[Opening Records shown section]

PR #9, opened 2020-11-25
Functionality for getting a mapped slice from a SubAllocation

max-traverse:
Added functions for getting a mapped slice to the allocated memory. Additionally the mapped pointer in SubAllocation has been turned into an option of a NonNull pointer to be more Rust idiomatic. Another small change is that the size of the allocation is now also stored in the  object, as it's needed to make the mapped slice possible.

### DIFF
--- a/src/lib.rs
+++ b/src/lib.rs
@@ -164,7 +164,8 @@ pub struct SubAllocation {
     memory_type_index: usize,
     device_memory: vk::DeviceMemory,
     offset: u64,
-    mapped_ptr: *mut std::ffi::c_void,
+    size: u64,
+    mapped_ptr: Option<std::ptr::NonNull<std::ffi::c_void>>,
 
     name: Option<String>,
     backtrace: Option<String>,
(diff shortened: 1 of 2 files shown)


src/lib.rs
```diff
@@ -185,14 +186,53 @@ impl SubAllocation {
...
         self.mapped_ptr
     }
 
+    /// Returns a valid mapped slice if the memory is host visible, otherwise it will return None.
+    /// The pointer already points to the exact memory region of the suballocation, so no offset needs to be applied.
+    pub fn mapped_slice(&self) -> Option<&[u8]> {
+        if let Some(ptr) = self.mapped_ptr() {
+            unsafe {
+                Some(std::slice::from_raw_parts(
+                    ptr.as_ptr() as *mut u8,
```
MarijnS95, line 212:
```suggestion
                    ptr.as_ptr() as *const u8,
```
or
```suggestion
                    ptr.as_ptr() as *const _,
```
Bit odd there's no `.as_ptr()` and `.as_mut_ptr()` :shrug:

MarijnS95 (approved):
Nice, simple change that looks good!

One small thing: should `fn size()` return `usize` instead? Conversely, store `size: usize` in a `SubAllocation` and do away with `as usize` casts in `mappped_slice*`?

src/lib.rs
max-traverse: We decided to use `u64` as it's the actual type that is used by both vulkan and d3d12 for the sizes.

PR #14, opened 2021-01-04
Disable storing stack traces by default.

max-traverse:
Generating a stack trace seems to be taking a very long time (1.5 ms) which is not wanted in real-time applications.
This PR changes the default behaviour to not generate any stack traces.


MarijnS95 (approved):
Aside the time overhead this also causes obscure and unpredictable locking errors on Windows: https://github.com/rust-lang/backtrace-rs/issues/399. Disabling is fine, though we should keep in mind this is necessary to repro that bug.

[Closing Records shown section]

Try it
Looking at the entries above, work out how many lines contain the word "String", then reply with only that figure.

Solution to the problem
2